Try it: How many lines in the data below have the string "still"? Reply with the number alone.

Recorded data:
PR #703, opened 2019-11-13
Bringing back old mass function functions for bckw compat.

### LINKED ISSUE #702: Halo backwards compatibility
We need to create functions to compute mass functions and mass bias that have the same syntax used in v2 but use the new functionality for backwards compatibility. We will mark them as deprecated and remove them altogether in v3

damonge:
Closes #702

### DIFF
--- a/pyccl/__init__.py
+++ b/pyccl/__init__.py
@@ -13,7 +13,7 @@ if environ.get("CLASS_PARAM_DIR") is None:
     environ["CLASS_PARAM_DIR"] = path.dirname(path.abspath(__file__))
 
 from . import ccllib as lib
-from . import core, constants, background, power, halomodel, pk2d, haloprofile, halos
+from . import core, constants, background, power, halomodel, pk2d, haloprofile, halos, massfunction
 
 # Core data structures
 from .core import Cosmology
@@ -33,6 +33,9 @@ from .power import linear_matter_power, nonlin_matter_power, sigmaR, \
 
 # BCM stuff
 from .bcm import bcm_model_fka
+
+# Old halo mass function
+from .massfunction import massfunc, halo_bias, massfunc_m2r
 
 # Cl's and tracers
 from .tracers import Tracer, NumberCountsTracer, WeakLensingTracer, CMBLensingTracer, \
--- a/pyccl/massfunction.py
+++ b/pyccl/massfunction.py
@@ -7,11 +7,13 @@ from .power import sigmaM  # noqa
 @deprecated(hal.MassFunc)
 def massfunc(cosmo, halo_mass, a, overdensity=200):
     """Halo mass function, dn/dlog10M.
+
     Args:
         cosmo (:obj:`Cosmology`): Cosmological parameters.
         halo_mass (float or array_like): Halo masses; Msun.
         a (float): scale factor.
         overdensity (float): overdensity parameter (default: 200)
+
     Returns:
         float or array_like: Halo mass function; dn/dlog10M.
     """
@@ -35,12 +37,14 @@ def massfunc(cosmo, halo_mass, a, overdensity=200):
 
 @deprecated(hal.HaloBias)
 def halo_bias(cosmo, halo_mass, a, overdensity=200):
-    """Tinker et al. (2010) halo bias
+    """Halo bias
+
     Args:
         cosmo (:obj:`Cosmology`): Cosmological parameters.
         halo_mass (float or array_like): Halo masses; Msun.
         a (float): Scale factor.
         overdensity (float): Overdensity parameter (default: 200).
+
     Returns:
         float or array_like: Halo bias.
     """
@@ -63,9 +67,11 @@ def massfunc_m2r(cosmo, halo_mass):
     """Converts smoothing halo mass into smoothing halo radius.
     .. note:: This is R=(3M/(4*pi*rho_m))^(1/3), where rho_m is the mean
     matter density.
+
     Args:
         cosmo (:obj:`Cosmology`): Cosmological parameters.
         halo_mass (float or array_like): Halo masses; Msun.
+
     Returns:
         float or array_like: Smoothing halo radius; Mpc.
     """
--- a/pyccl/massfunction.py
+++ b/pyccl/massfunction.py
@@ -1,5 +1,6 @@
 from . import halos as hal
 from .pyutils import deprecated
+from .errors import CCLError
 
 
 @deprecated(hal.MassFunc)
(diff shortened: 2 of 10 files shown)


damonge:
Alright @beckermr , this is ready for review

pyccl/__init__.py
```diff
@@ -34,6 +34,9 @@
 # BCM stuff
 from .bcm import bcm_model_fka
 
+# Old halo mass function
+from .massfunction import massfunc, halo_bias, massfunc_m2r
```
beckermr: You are missing sigmaM here.

pyccl/massfunction.py
```diff
@@ -0,0 +1,68 @@
...
+        cosmo (:obj:`Cosmology`): Cosmological parameters.
+        halo_mass (float or array_like): Halo masses; Msun.
+        a (float): Scale factor.
+        overdensity (float): Overdensity parameter (default: 200).
+    Returns:
+        float or array_like: Halo bias.
+    """
+    mdef = hal.MassDef(overdensity, 'matter')
+    mf_par = cosmo._config_init_kwargs['mass_function']
+    if mf_par == 'tinker10':
```
beckermr: Halo bias supports shethtormen too https://github.com/LSSTDESC/CCL/blob/v2.0.1/src/ccl_massfunc.c#L489

pyccl/massfunction.py
```diff
@@ -0,0 +1,68 @@
...
+        bf = hal.HaloBiasTinker10(cosmo, mdef)
+        return bf.get_halo_bias(cosmo,
+                                halo_mass,
+                                a)
+    else:
+        raise NotImplementedError("No b(M) fitting function implemented for "
```
beckermr: This probably raised a CCLError before.

beckermr:
One more comment. We should copy paste the old unittests instead of making new ones. This will help us make sure the API is the same.

pyccl/__init__.py
damonge: do we want to have two copies of sigmaM? Now it lives in power, but the API is still the same.

pyccl/massfunction.py
damonge: Those bias functions are completely useless: they will return errors unless you use the virial overdensity **exactly**. I don't know anyone who ever managed to use them at all, because floating-point comparison of Delta_vir always failed.
I think it doesn't make sense to waste any cycles enforcing backward-compatibility of those.

pyccl/massfunction.py
damonge: If we're not supporting the sheth&tormen ones anymore, I think we should check here.

pyccl/__init__.py
beckermr: The API includes function locations in the python package, so we have to.

pyccl/massfunction.py
beckermr: We have to for API compatibility. If someone, somewhere did manage to use them, we should support it. It can be as fragile as it was before, it just needs to be there.

pyccl/massfunction.py
beckermr: The errors raised are also part of the API.

damonge:
alright, past tests added!

pyccl/__init__.py
damonge: this doesn't make much sense to me. Users called `sigmaM` as `pyccl.sigmaM`, and they can keep doing so.
If we do this, we need to either change the name of the function in the new location or make it harder for users to call it (e.g. `pyccl.power.sigmaM`).

beckermr: Ahhh sorry. I mean we need a copy of sigmaM inside the massfunction module.

pyccl/massfunction.py
damonge: OK, but it won't be as fragile as it was before. This will now call the new implementation of this function, which will not check for Delta_vir (because it doesn't have to, this bias function was actually derived for FoF masses)

pyccl/massfunction.py
damonge: OK, for the reasons above I'll just change this for a CCLError then.

pyccl/massfunction.py
beckermr: That's fine. Then we have improved things! Improved implementations of APIs are great!

pyccl/__init__.py
damonge: ok, sorry, still confused: this will create two copies, one in power, one in massfunction. Both with the same signature, both imported in __init__. Won't this create problems?

pyccl/massfunction.py
damonge: :+1: 
OK, great.

pyccl/__init__.py
beckermr: I think you can put `from .power import sigmaM` at the top of `massfunction.py` and this will work.

beckermr: you don't need to import into the init twice. I said the wrong thing above.

beckermr: we simply need a copy at `pyccl.massfunction.sigmaM`

damonge: ok, let me check that

pyccl/massfunction.py
damonge: Done

pyccl/massfunction.py
damonge: Done

pyccl/__init__.py
damonge: that seems to work, done

pyccl/massfunction.py
```diff
@@ -0,0 +1,72 @@
...
+@deprecated(hal.MassFunc)
+def massfunc(cosmo, halo_mass, a, overdensity=200):
+    """Halo mass function, dn/dlog10M.
+    Args:
+        cosmo (:obj:`Cosmology`): Cosmological parameters.
+        halo_mass (float or array_like): Halo masses; Msun.
+        a (float): scale factor.
+        overdensity (float): overdensity parameter (default: 200)
+    Returns:
+        float or array_like: Halo mass function; dn/dlog10M.
```
beckermr: Doc string needs spaces between the parts.

pyccl/massfunction.py
```diff
@@ -0,0 +1,72 @@
...
+@deprecated(hal.HaloBias)
+def halo_bias(cosmo, halo_mass, a, overdensity=200):
+    """Tinker et al. (2010) halo bias
+    Args:
+        cosmo (:obj:`Cosmology`): Cosmological parameters.
+        halo_mass (float or array_like): Halo masses; Msun.
+        a (float): Scale factor.
+        overdensity (float): Overdensity parameter (default: 200).
+    Returns:
+        float or array_like: Halo bias.
```
beckermr: Ditto here.

pyccl/massfunction.py
```diff
@@ -0,0 +1,72 @@
...
+
+@deprecated(hal.mass2radius_lagrangian)
+def massfunc_m2r(cosmo, halo_mass):
+    """Converts smoothing halo mass into smoothing halo radius.
+    .. note:: This is R=(3M/(4*pi*rho_m))^(1/3), where rho_m is the mean
+    matter density.
+    Args:
+        cosmo (:obj:`Cosmology`): Cosmological parameters.
+        halo_mass (float or array_like): Halo masses; Msun.
+    Returns:
```
beckermr: Ditto here.

damonge: Done

pyccl/massfunction.py
damonge: Done

pyccl/massfunction.py
damonge: These were the previous docstrings. Sigh. Done!

beckermr: Ugh sorry! Never to late to make things better!

Issue #695, opened 2019-10-30
Update all examples to match v2


elisachisari:
We should verify that all examples work and if not, update them. This is the list of Jupyter networks that need to be revisited: 

- [ ] examples/3x2demo.ipynb
- [ ]  examples/Halo model.ipynb
- [ ]  examples/Correlation.ipynb
- [ ]  examples/RSD_benchmark.ipynb
- [ ]  examples/Correlation_3d.ipynb
- [ ]  examples/Correlation_3dRSD.ipynb
- [ ]  examples/SLAC Feb2018 Demo.ipynb
- [ ]  examples/GeneralizedTracers.ipynb
- [ ]  examples/RSD_benchmark_read.ipynb
- [ ]  examples/Benchmark_Comparisons.ipynb
- [ ]  examples/NFW_profile_3D_2D_demo.ipynb
- [ ]  examples/Power spectrum example.ipynb
- [ ]  examples/MCMC Likelihood Analysis.ipynb
- [ ]  examples/Halo-mass-function-example.ipynb
- [ ]  examples/Distance Calculations Example.ipynb
- [ ]  examples/muSigma_modified_gravity_demo.ipynb
- [ ]  examples/Lensing angular power spectrum.ipynb
- [ ]  examples/Reading-writing-Cosmology-objects.ipynb

elisachisari:
Upon discussion on the Slack channel, we are probably going to get rid of some of these examples. I would propose to re-structure examples as follows:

Response below: 2